Transactions modify network state and require a funded account (Step 4). They are signed locally and return the same JSON-map shape as queries:

package com.example;

import java.util.Map;
import convex.java.ConvexJSON;
import convex.core.cvm.Address;

public class TransactExample {
public static void main(String[] args) throws Exception {
ConvexJSON convex = ConvexJSON.connect("https://mikera1337-convex-testnet.hf.space");

// Create + use a funded account (see Step 4)
Address address = convex.useNewAccount(10_000_000);

// Store a value on-chain
Map<String, Object> result = convex.transact("(def my-value 42)");
System.out.println("Transaction result: " + result.get("value"));

// Read it back (free query)
Map<String, Object> query = convex.query("my-value");
System.out.println("Stored: " + query.get("value"));
}
}

Transactions modify state and consume juice.
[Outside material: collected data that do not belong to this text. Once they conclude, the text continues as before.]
PR #968, opened 2022-01-07
ENH: Update B0Field metadata to accommodate single-blip fieldmaps

effigies:
Follow-up to #622. We realized that as currently worded, there are unresolvable ambiguities for pepolar schemes. Consider the case where you have two BOLD series and one reverse-PE EPI fieldmap. The inputs to estimate the fieldmap could be one or both BOLD files (along with the reverse-PE EPI), and the estimated fieldmap could then apply to one or both.

This allows files to be listed as part of multiple identifiers, and for a BOLD file to be part of an `B0FieldIdentifier` AND have a `B0FieldSource`.

### DIFF
--- a/src/schema/objects/metadata.yaml
+++ b/src/schema/objects/metadata.yaml
@@ -174,30 +174,33 @@ B0FieldIdentifier:
   description: |
     The presence of this key states that this particular 3D or 4D image MAY be
     used for fieldmap estimation purposes.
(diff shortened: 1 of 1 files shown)


sappelhoff (commented):
I'm not an expert: why do you remove the `participant_relative` format?

effigies:
Because these are strings, not paths.

oesteban (approved):

oesteban:
Thanks for this.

They require a funded account, a key pair for signing (both handled by useNewAccount above), and sufficient balance for execution costs.

Complete Example

Here's everything together — query, create a funded account, transact, and read back:

package com.example;

import java.util.Map;
import convex.java.ConvexJSON;
import convex.core.cvm.Address;

public class CompleteExample {
public static void main(String[] args) throws Exception {
// Connect to the testnet
ConvexJSON convex = ConvexJSON.connect("https://mikera1337-convex-testnet.hf.space");
System.out.println("✓ Connected to Convex");

// Free query — no account needed
Map<String, Object> balance = convex.query("(balance #13)");
System.out.println("✓ Account #13 balance: " + balance.get("value") + " copper");

// Create a faucet-funded account and use it
Address address = convex.useNewAccount(10_000_000);
System.out.println("✓ Account created: " + address);

// Execute a transaction
Map<String, Object> tx = convex.transact("(def greeting \"Hello Convex!\")");
System.out.println("✓ Transaction result: " + tx.get("value"));

// Query it back
Map<String, Object> q = convex.query("greeting");
System.out.println("✓ Read back: " + q.get("value"));
}
}

Run it:

mvn compile exec:java -Dexec.mainClass=com.example.CompleteExample

Expected output:

✓ Connected to Convex
✓ Account #13 balance: ... copper
✓ Account created: #1234
✓ Transaction result: Hello Convex!
✓ Read back: Hello Convex!

Next Steps

Troubleshooting

ClassNotFoundException

If you get ClassNotFoundException for Convex classes:

# Verify dependency is resolved
mvn dependency:tree | grep convex

# Clean and rebuild
mvn clean compile

Connection Refused

If you cannot connect to https://mikera1337-convex-testnet.hf.space:

  • Check your internet connection
  • Verify the peer is online; try an alternative peer URL
  • Check firewall settings

Transaction Fails with SEQUENCE Error

If you get SEQUENCE errors:

  • Don't submit multiple transactions concurrently from the same account
  • Wait for the previous transaction to complete before submitting the next
  • Use separate accounts for concurrent transactions

Insufficient Balance (FUNDS)

If transactions fail with a FUNDS error, the account needs Convex Coins. On the testnet, create it with a faucet amount via useNewAccount(...) (Step 4); on production you must transfer in funds from an existing account. See the Faucet Guide.